Meski menutup pintu buat para bekas kombatan ISIS, pemerintah masih membuka peluang bagi anak-anakmereka yang usianya di bawah 10 tahun. “Tapi nanti case by case," kata Mahfud. Menurut Mahfud, ke-689 WNI eks ISIS itu tersebar di sejumlah kamp pengungsi dan tahanan di kawasan Suriah dan Turki. Dari jumlah itu, 228 orang tercatat identitasnya. “Sisanya, yang 401 belum,” Mahfud menambahkan.
Pemerintah masih terus berusaha menginventarisasi dan memverifikasi para penghuni kamp dan tahanan eks ISIS itu. Pendataan ini dianggap penting agar pemerintah bisa mengawasi pergerakan mereka, yang sewaktu-waktu bisa saja diam-diam pulang ke Indonesia. Bila mereka kembali ke Indonesia, pemerintah bisa mengenakan tindakan hukum yang mengacu pada UU Nomor 5 tahun 2018 tentang Pemberantasan Tindak Terorisme. UU ini bisa memidanakan orang Indonesia yang melakukan tindak pidana terorisme di luar negeri.
Kemungkinan bahwa pendukung ISIS ini kembali diam-diam ke Indonesia, tidak bisa diabaikan. Pemerintahan Otonomi Suriah Timur sudah menyatakan kewalahan mengurus pengungsi bekas pendukung ISIS itu. Mereka tak mampu menyediakan infrastruktur yang memadai, dan bantuan internasional pun tak kunjung datang.

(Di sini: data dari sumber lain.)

PR #1103, opened 2022-08-03
Simplify pull request template

alxs:
- FAQ shouldn't be mandatory
- We have the CLA bot for the T&C's
- The announcement guidelines are shared again in the approval comment, and there is already a checkmark for not announcing before the first milestone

Kondisi kamp pengungsi kumuh dan rombeng. Sanitasi buruk. Air, listrik, dan makanan terbatas. Tidak ada sekolah, fasilitas kesehatan minim, kurang gizi, juga angka kematian balita tinggi. Program deradikalisasi tak dikenal. Penjagaan tak terlalu ketat hingga sejumlah pengungsi bisa kabur dari kamp.
Beberapa perempuan bercadar masih lantang menyebut dirinya pendukung ISIS, dan di depan kamera seorang anak ingusan dengan wajah datar mengancam wartawan asing, yang sepertinya dianggapnya kafir. “Saya akan membantai kalian,” katanya.
Persoalan mantan pendukung kekhalifahan di bumi Irak-Suriah ini agaknya tak bisa dipandang sebagai urusan hukum simpatisan ISIS dengan negara asal mereka. Seperti halnya isu terorisme, penanganan mereka tampaknya perlu melibatkan lembaga internasional secara lebih dalam.